Traditional motif finding algorithms start by assembling a subset of sequences (for example, all proteins in the same compartment) and then searching for motifs in those sequences. These methods typically utilize generative models that attempt to model the process by which the motifs were generated based on simplifying assumptions. Generative motif finding methods and models for proteins include MEME [15
] and NestedMICA [20
] using PWMs, and HMMER [16
] using profile HMMs, among others. While useful, these methods do not use important information about the negative set (sequences that are assigned to other compartments) when constructing the models. Such information may be useful for building refined models of the differences between similar compartments.
Relatively little work has focused on a different approach: discriminative learning of probabilistic motif models (e.g. profile HMMs). Discriminative methods search for motifs that are present in one class (positive set) but absent in other classes (negative set). Such methods have been applied to search for DNA binding motifs represented by PWM, including gradient ascent optimizing conditional likelihood [21
], heuristic hill-climbing [22
], and enumerative search on a discrete space of PWM [23
]. Recently PWM is applied to protein motifs as well as DNA motifs in the DEME algorithm using a combination of substring search and conjugate gradient [24
]. However PWM does not allow insertion and deletion, making it less than optimal for protein sequence analysis. Here we develop and apply a discriminative motif finding algorithm which utilizes HMMs that are constructed to optimize a discriminative criteria, the conditional likelihood of the sequences given the motifs. We used maximal mutual information estimate (MMIE), a technique that was initially applied to speech recognition, to train these HMMs discriminatively. Our models select motifs that are unique to the different compartments. In addition to their use for classification they may also provide information about the function of the proteins in each compartment or the mechanisms involved in targeting these proteins to their cellular locations.

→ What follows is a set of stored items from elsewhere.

PR #127, opened 2017-05-19
Allow explicit setting of the host to use for service `url_for` resolution

jessemyers:
During some forwarding scenarios (ssh, docker), the inbound host isn't
reachable by the service; this means we can't use `url_for` verbatim

### DIFF
--- a/microcosm_flask/forwarding.py
+++ b/microcosm_flask/forwarding.py
@@ -19,21 +19,36 @@ def use_forwarded_port(graph):
     The URL adapter is used by `url_for` to build a URLs.
 
     """
-    forwarded_port = request.headers.get("X-Forwarded-Port")
-    if not forwarded_port:
-        return None
+    # There must be a better way!
+    context = _request_ctx_stack.top
 
     if _request_ctx_stack is None:
         return None
 
-    # There must be a better way!
-    context = _request_ctx_stack.top
-    context.url_adapter.server_name = "{}:{}".format(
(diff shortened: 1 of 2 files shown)


microcosm_flask/forwarding.py
```diff
@@ -19,21 +19,36 @@ def use_forwarded_port(graph):
...
         return None
 
-    # There must be a better way!
-    context = _request_ctx_stack.top
-    context.url_adapter.server_name = "{}:{}".format(
-        context.url_adapter.server_name.split(":", 1)[0],
-        forwarded_port,
-    )
+    # determine the configured overrides
+    forwarded_host = graph.config.port_forwarding.get("host")
```
jessemyers: I piggy-backed on existing "port forwarding" functionality. It's a poor naming, but it's already used everywhere.

microcosm_flask/tests/test_forwarding.py
```diff
@@ -9,27 +9,52 @@
...
+            port_forwarding=dict(
+                host="service",
+            )
+        )
+        client = self.init(loader)
+
+        response = client.get(
+            "/",
+            headers={
+                "X-Forwarded-Port": "8080",
```
jessemyers: If we configure an explicit host; we use it, ignoring the forwardeing port.

tomgoren:
+1 I think this is a good solution until we have more sophisticated service discovery.

PR #128, opened 2017-05-31
Use different page for links, serialize query string list

pawmarkor:
while working on https://globality.atlassian.net/browse/GLOB-9184 I encountered the following problems:

context: https://github.com/globality-corp/oscar/pull/645/files#diff-4035f8cb0ece7423eb6984cdd98decaaR23

problems:

1. when we use `microcosm_flask.fields.query_string_list.QueryStringList` list items are not deserialized, so when I sent a number e.g. `1` in query string it was deserialized to `1` not to `SystemNoun.SOMETHING`

2. when we want to send a list of enums in query string and this enum is int based e.g. https://github.com/globality-corp/marquez/blob/master/marquez/enums/chatroom_event.py#L9 we want to deserialize the incoming value into enum object but then we got values like `SystemNoun.MESSAGE` instead of `1` in the query string of links in the REST response

3. when we send a list in query string e.g. `a,b,c` we got in the REST response link query string `[a,b,c]` that cannot be parsed back by `QueryStringList`

### DIFF
--- a/microcosm_flask/conventions/crud.py
+++ b/microcosm_flask/conventions/crud.py
@@ -54,9 +54,9 @@ class CRUDConvention(Convention):
         @qs(definition.request_schema)
         @response(paginated_list_schema)
         def search(**path_data):
-            page = self.page_cls.from_query_string(definition.request_schema)
-            result = definition.func(**merge_data(path_data, page.to_dict(func=identity)))
-            response_data, headers = page.to_paginated_list(result, ns, Operation.Search)
+            in_page, out_page = self.page_cls.from_query_string(definition.request_schema)
+            result = definition.func(**merge_data(path_data, in_page.to_dict(func=identity)))
+            response_data, headers = out_page.to_paginated_list(result, ns, Operation.Search)
             return dump_response_data(paginated_list_schema, response_data, headers=headers)
 
         search.__doc__ = "Search the collection of all {}".format(pluralize(ns.subject_name))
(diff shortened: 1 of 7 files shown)


pawmarkor:
@jessemyers @wheremiah please take a look on this

microcosm_flask/fields/query_string_list.py
```diff
@@ -24,6 +24,9 @@ def _deserialize(self, value, attr, obj):
             attribute_elements = [attr_element.split(",") for attr_element in obj.getlist(attr)]
             attribute_params = [param for attr_param in attribute_elements for param in attr_param]
 
-            return attribute_params
+            return super(QueryStringList, self)._deserialize(attribute_params, attr, obj)
```
pawmarkor: related to 1. problem

microcosm_flask/conventions/crud.py
```diff
@@ -54,9 +54,9 @@ def configure_search(self, ns, definition):
         @qs(definition.request_schema)
         @response(paginated_list_schema)
         def search(**path_data):
-            page = self.page_cls.from_query_string(definition.request_schema)
-            result = definition.func(**merge_data(path_data, page.to_dict(func=identity)))
-            response_data, headers = page.to_paginated_list(result, ns, Operation.Search)
+            in_page, out_page = self.page_cls.from_query_string(definition.request_schema)
```
jessemyers: I don't like changing the API on the `Page.from_query_string`. Can you elaborate why you did this?

jessemyers:
I think you might have been better off treating each problem in a separate PR. I understand problem 3 and I see both the solution and a test case that changes as the result (so that is good).

For problems 1 and 2, I'm less sympathetic with the problem (I strongly prefer string-valued enums to integer ones) and I don't follow how the changes fix the problem or see test cases that would convince me that they are solved.

pawmarkor:
@jessemyers you are right, I'm splitting the PR, please take a look on:
https://github.com/globality-corp/microcosm-flask/pull/129

microcosm_flask/conventions/crud.py
pawmarkor: please see my comments in https://github.com/globality-corp/microcosm-flask/pull/130

PR #129, opened 2017-06-01
Deserialize QueryStringList items

pawmarkor:
when we use `microcosm_flask.fields.query_string_list.QueryStringList` list items are not deserialized, please see the added test case

PR #130, opened 2017-06-01
Another page for output qs generation + better serialization for QueryStringList

pawmarkor:
In case we can neglect wrong query strings in search REST response links I don't need this PR

1. when we send a list in query string e.g. `a,b,c` we got in the REST response self link `[a,b,c]` that cannot be parsed back by QueryStringList properly

2. when we want to send a list of enums in query string and this enum is int based e.g. https://github.com/globality-corp/marquez/blob/master/marquez/enums/chatroom_event.py#L9 we want to deserialize the incoming value into enum object but then we got values like `SystemNoun.MESSAGE` instead of `1` in the query string of links in the REST response (showing this require https://github.com/globality-corp/microcosm-flask/pull/129)

### DIFF
--- a/microcosm_flask/conventions/crud.py
+++ b/microcosm_flask/conventions/crud.py
@@ -54,9 +54,9 @@ class CRUDConvention(Convention):
         @qs(definition.request_schema)
         @response(paginated_list_schema)
         def search(**path_data):
-            page = self.page_cls.from_query_string(definition.request_schema)
-            result = definition.func(**merge_data(path_data, page.to_dict(func=identity)))
-            response_data, headers = page.to_paginated_list(result, ns, Operation.Search)
+            in_page, out_page = self.page_cls.from_query_string(definition.request_schema)
+            result = definition.func(**merge_data(path_data, in_page.to_dict(func=identity)))
+            response_data, headers = out_page.to_paginated_list(result, ns, Operation.Search)
             return dump_response_data(paginated_list_schema, response_data, headers=headers)
 
         search.__doc__ = "Search the collection of all {}".format(pluralize(ns.subject_name))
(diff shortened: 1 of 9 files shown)


microcosm_flask/conventions/crud.py
```diff
@@ -54,9 +54,9 @@ def configure_search(self, ns, definition):
         @qs(definition.request_schema)
         @response(paginated_list_schema)
         def search(**path_data):
-            page = self.page_cls.from_query_string(definition.request_schema)
-            result = definition.func(**merge_data(path_data, page.to_dict(func=identity)))
-            response_data, headers = page.to_paginated_list(result, ns, Operation.Search)
```
pawmarkor: Here we create the response page based on the same `page` as we use for actual computing. If the schema contain `QueryStringList` (or sth similar) the deserialized value in the `page` is of type `List` so it got serialized by https://github.com/pawmarkor/microcosm-flask/blob/3aeda476d8c2f0cc1e615a136d778c9a83715d24/microcosm_flask/paging.py#L174 into a list based string i.e. `[a,b,c]` so `QueryStringList` is not used for serialization at all in this case and we got a wrong query string in the response link.

microcosm_flask/paging.py
```diff
@@ -219,7 +221,11 @@ def from_query_string(cls, schema, qs=None):
 
         """
         dct = load_query_string_data(schema, qs)
-        return cls.from_dict(dct)
+        out_data = schema.dump(dct)
```
pawmarkor: Here I use `QueryStringList` for serialization

microcosm_flask/fields/query_string_list.py
```diff
@@ -27,3 +27,6 @@ def _deserialize(self, value, attr, obj):
             return attribute_params
         except ValueError:
             raise ValidationError("Invalid query string list argument")
+
+    def _serialize(self, value, attr, obj):
```
pawmarkor: This is only reasonable if we use `QueryStringList` for serialization of page query string.

pawmarkor:
@jessemyers please take a look

microcosm_flask/conventions/crud.py
jessemyers: A key detail you are missing here: we can (and do!) override `__str__` in enums.

When we build query string arguments for links, [we provide a func](https://github.com/globality-corp/microcosm-flask/blob/develop/microcosm_flask/paging.py#L155), defaulting to `str` to convert values to something representable in our code. We expect user-provided `Enums` to specify an appropriate `__str__` function.

My guess is that you can avoid this PR entirely by adding `__str__` in the right places?

jessemyers:
I still don't really like having page parsing produce two outputs and I'm hopeful there's an easier workaround by defining `__str__` functions. But I might be missing some subtlety?

microcosm_flask/conventions/crud.py
pawmarkor: Yes, `__str__` is good point, thank you, I'm closing this PR

pawmarkor:
To be continued in https://github.com/globality-corp/microcosm-flask/pull/132

PR #131, opened 2017-06-01
Deserialize QueryStringList items

afallou:
Duplicate of https://github.com/globality-corp/microcosm-flask/pull/129 - our CI doesn't handle branches from forks very well.
When we use microcosm_flask.fields.query_string_list.QueryStringList list items are not deserialized, please see the added test case


jessemyers:
LGTM

PR #136, opened 2017-08-14
Add format to path parameter

jessemyers:
Ensure that UUIDs are UUIDs.

### DIFF
--- a/microcosm_flask/namespaces.py
+++ b/microcosm_flask/namespaces.py
@@ -37,6 +37,7 @@ class Namespace(object):
                  subject,
                  object_=None,
                  path=None,
+                 prefix=None,
                  controller=None,
                  version=None,
                  enable_basic_auth=False,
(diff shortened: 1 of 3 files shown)


microcosm_flask/namespaces.py
```diff
@@ -37,6 +37,7 @@ def __init__(self,
                  subject,
                  object_=None,
                  path=None,
+                 prefix=None,
```
jessemyers: Unrelated. I'm hoping to remove the `path` argument here.

microcosm_flask/swagger/definitions.py
```diff
@@ -168,17 +168,27 @@ def query_param(name, field, required=False):
...
 
 
-def path_param(name, param_type="string"):
+def path_param(name, ns):
     """
     Build a path parameter definition.
 
     """
-    return swagger.PathParameterSubSchema(**{
+    if ns.identifier_type == "uuid":
```
jessemyers: At the moment, this will only handle string and uuid arguments well, but that's still a win.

Since subcellular localization is determined by a hierarchical protein sorting process, several methods have been developed that utilize a hierarchical structure to improve prediction of protein localization [10
]. We apply such structures to motif discovery, rather than only prediction, by searching for discriminative motifs at every split (internal nodes) on the hierarchical compartment structure in . This allows us to take full advantage of biological knowledge regarding the organization of compartments within a cell.
Hierarchical structure of compartments based on cellular sorting.
For subcellular compartment classification, our discriminative HMM method that does not utilize any prior motif information improves upon methods that use a list of known motifs. We also show that incorporating the protein sorting hierarchy results in better prediction on average. Our method was able to recover known motifs and to suggest new motifs for various compartments. These new motifs are more conserved than average amino acids in agreement with their predicted role in protein localization. Using our predicted motifs we were also able to reassign a number of proteins to new compartments, correcting what we believe are errors in current annotation databases.